**PROBLEM REQUIREMENTS**
Among the lines below, take the one holding "Infrastructure: 1/1/1/0/0", the one holding "This test should verify the ability to upgrade a Minikube-style", and all lines between them. Set them down exactly.

**SOURCE DATA**
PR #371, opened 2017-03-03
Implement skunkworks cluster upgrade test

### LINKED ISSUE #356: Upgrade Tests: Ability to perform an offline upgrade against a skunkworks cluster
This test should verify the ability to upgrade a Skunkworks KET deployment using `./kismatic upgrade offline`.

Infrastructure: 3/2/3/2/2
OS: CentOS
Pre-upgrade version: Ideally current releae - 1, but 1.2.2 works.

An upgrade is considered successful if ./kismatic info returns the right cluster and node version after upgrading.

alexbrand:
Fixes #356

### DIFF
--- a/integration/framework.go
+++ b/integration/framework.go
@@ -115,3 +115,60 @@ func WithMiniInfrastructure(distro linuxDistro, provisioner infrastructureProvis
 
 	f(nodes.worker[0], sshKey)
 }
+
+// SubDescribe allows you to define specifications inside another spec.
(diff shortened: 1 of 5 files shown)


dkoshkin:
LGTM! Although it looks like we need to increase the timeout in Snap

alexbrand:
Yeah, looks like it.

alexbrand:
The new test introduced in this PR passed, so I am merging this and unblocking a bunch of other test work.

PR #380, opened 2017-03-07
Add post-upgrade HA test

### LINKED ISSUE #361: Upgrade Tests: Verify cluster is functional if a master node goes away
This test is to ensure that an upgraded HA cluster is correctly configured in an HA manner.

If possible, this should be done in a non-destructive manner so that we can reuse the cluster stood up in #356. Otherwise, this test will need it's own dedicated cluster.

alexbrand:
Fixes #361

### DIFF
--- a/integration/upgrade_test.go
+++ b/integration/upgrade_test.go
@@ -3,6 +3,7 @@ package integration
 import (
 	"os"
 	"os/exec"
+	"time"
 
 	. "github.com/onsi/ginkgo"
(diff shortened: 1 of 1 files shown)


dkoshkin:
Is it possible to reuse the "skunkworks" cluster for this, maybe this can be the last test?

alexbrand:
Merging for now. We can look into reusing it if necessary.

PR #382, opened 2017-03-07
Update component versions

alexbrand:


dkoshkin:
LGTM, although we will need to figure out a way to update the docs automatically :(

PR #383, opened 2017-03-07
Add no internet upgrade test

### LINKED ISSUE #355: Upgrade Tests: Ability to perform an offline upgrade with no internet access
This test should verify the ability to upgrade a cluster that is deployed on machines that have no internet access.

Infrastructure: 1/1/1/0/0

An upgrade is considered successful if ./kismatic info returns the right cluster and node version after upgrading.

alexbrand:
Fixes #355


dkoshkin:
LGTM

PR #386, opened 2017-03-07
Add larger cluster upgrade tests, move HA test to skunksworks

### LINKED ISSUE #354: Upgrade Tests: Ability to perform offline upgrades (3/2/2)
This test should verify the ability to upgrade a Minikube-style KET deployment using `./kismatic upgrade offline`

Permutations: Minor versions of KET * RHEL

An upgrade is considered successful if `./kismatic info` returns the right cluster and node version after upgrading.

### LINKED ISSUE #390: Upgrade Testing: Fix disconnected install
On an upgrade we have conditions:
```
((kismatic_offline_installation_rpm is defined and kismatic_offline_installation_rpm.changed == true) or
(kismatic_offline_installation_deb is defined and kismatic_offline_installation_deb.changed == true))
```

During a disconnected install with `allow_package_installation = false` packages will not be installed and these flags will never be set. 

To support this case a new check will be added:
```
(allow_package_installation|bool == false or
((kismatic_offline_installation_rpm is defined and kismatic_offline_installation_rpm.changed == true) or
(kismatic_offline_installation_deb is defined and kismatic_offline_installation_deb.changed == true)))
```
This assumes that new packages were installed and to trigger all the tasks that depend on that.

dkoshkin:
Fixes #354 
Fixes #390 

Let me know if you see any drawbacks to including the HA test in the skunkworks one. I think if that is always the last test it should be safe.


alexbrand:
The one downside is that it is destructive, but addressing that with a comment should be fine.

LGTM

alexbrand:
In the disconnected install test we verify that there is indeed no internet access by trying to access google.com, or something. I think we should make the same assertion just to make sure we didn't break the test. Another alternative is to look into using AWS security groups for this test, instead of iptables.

--

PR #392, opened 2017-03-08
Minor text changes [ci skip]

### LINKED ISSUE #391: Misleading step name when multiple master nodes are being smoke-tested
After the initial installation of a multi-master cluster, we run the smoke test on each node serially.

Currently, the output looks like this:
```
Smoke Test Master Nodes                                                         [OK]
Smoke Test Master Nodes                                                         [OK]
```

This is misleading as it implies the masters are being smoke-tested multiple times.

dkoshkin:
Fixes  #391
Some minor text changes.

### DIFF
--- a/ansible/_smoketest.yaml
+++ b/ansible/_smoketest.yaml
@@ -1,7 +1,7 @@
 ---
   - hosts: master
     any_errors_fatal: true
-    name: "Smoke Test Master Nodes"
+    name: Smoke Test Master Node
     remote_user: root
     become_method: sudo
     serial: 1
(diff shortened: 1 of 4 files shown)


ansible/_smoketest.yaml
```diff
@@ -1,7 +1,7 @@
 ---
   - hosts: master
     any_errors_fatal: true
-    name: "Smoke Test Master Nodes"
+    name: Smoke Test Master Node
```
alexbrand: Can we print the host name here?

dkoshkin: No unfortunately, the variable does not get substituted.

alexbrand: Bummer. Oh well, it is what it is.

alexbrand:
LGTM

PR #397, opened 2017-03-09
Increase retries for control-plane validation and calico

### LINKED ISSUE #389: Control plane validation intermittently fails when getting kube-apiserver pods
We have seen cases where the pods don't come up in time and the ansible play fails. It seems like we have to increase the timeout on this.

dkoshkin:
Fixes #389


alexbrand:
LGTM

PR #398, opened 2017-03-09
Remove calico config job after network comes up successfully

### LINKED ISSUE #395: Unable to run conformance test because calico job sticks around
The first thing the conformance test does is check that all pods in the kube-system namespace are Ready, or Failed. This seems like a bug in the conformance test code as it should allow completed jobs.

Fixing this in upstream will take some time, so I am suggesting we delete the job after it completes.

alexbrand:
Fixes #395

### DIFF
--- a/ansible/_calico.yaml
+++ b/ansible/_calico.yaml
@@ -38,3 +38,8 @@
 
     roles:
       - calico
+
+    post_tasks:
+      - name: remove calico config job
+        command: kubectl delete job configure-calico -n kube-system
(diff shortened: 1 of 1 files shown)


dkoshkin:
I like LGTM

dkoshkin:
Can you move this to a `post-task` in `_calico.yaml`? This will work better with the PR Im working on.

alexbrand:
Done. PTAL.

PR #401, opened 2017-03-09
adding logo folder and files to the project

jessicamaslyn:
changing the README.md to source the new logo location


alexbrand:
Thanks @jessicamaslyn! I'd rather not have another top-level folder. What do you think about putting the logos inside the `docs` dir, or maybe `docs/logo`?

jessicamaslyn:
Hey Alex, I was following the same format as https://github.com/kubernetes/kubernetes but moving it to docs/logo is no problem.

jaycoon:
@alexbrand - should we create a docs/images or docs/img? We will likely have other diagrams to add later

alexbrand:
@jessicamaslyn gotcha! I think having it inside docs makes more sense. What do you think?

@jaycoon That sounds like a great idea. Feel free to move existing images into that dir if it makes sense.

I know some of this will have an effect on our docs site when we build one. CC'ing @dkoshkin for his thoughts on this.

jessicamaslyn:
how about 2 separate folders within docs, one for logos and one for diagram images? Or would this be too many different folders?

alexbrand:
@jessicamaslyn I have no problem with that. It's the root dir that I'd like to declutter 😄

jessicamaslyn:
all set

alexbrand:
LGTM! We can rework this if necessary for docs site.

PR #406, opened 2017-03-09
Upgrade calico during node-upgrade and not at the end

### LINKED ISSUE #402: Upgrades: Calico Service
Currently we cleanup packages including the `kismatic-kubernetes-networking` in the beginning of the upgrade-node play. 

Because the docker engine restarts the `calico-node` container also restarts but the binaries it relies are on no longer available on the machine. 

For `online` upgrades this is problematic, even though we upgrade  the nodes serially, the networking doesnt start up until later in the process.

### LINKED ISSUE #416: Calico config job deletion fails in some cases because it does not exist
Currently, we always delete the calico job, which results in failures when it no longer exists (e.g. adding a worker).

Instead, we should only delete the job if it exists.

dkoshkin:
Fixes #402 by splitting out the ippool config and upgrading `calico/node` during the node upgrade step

---

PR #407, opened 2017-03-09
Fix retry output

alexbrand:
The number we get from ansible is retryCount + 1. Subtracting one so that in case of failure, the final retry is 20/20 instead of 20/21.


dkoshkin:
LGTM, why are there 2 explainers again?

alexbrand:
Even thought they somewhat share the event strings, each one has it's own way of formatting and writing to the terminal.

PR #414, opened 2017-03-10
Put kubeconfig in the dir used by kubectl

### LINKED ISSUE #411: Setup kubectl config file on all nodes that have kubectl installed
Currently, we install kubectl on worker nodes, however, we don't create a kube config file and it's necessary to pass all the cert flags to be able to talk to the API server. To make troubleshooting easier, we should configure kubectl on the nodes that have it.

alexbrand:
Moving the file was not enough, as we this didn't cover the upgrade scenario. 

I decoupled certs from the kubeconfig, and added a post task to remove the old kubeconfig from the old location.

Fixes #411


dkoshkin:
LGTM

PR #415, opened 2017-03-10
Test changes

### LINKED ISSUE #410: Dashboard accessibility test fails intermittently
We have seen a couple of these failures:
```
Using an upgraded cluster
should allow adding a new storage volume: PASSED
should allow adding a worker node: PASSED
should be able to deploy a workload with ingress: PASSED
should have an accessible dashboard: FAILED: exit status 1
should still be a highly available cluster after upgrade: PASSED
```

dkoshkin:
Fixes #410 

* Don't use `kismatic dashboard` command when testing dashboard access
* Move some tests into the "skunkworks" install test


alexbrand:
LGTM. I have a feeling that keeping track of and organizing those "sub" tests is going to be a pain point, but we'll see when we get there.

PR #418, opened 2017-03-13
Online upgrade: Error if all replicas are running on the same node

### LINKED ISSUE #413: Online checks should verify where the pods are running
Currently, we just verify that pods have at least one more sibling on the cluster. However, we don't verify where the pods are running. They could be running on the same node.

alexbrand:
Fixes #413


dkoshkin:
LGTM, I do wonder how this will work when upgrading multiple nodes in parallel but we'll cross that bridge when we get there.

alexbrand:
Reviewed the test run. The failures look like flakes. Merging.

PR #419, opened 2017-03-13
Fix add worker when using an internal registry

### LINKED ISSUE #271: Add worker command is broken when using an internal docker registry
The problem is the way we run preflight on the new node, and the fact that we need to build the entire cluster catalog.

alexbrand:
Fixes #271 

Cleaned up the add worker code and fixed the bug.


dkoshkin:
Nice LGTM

**EXERCISE ANSWER**
Infrastructure: 1/1/1/0/0

An upgrade is considered successful if ./kismatic info returns the right cluster and node version after upgrading.

alexbrand:
Fixes #355


dkoshkin:
LGTM

PR #386, opened 2017-03-07
Add larger cluster upgrade tests, move HA test to skunksworks

### LINKED ISSUE #354: Upgrade Tests: Ability to perform offline upgrades (3/2/2)
This test should verify the ability to upgrade a Minikube-style KET deployment using `./kismatic upgrade offline`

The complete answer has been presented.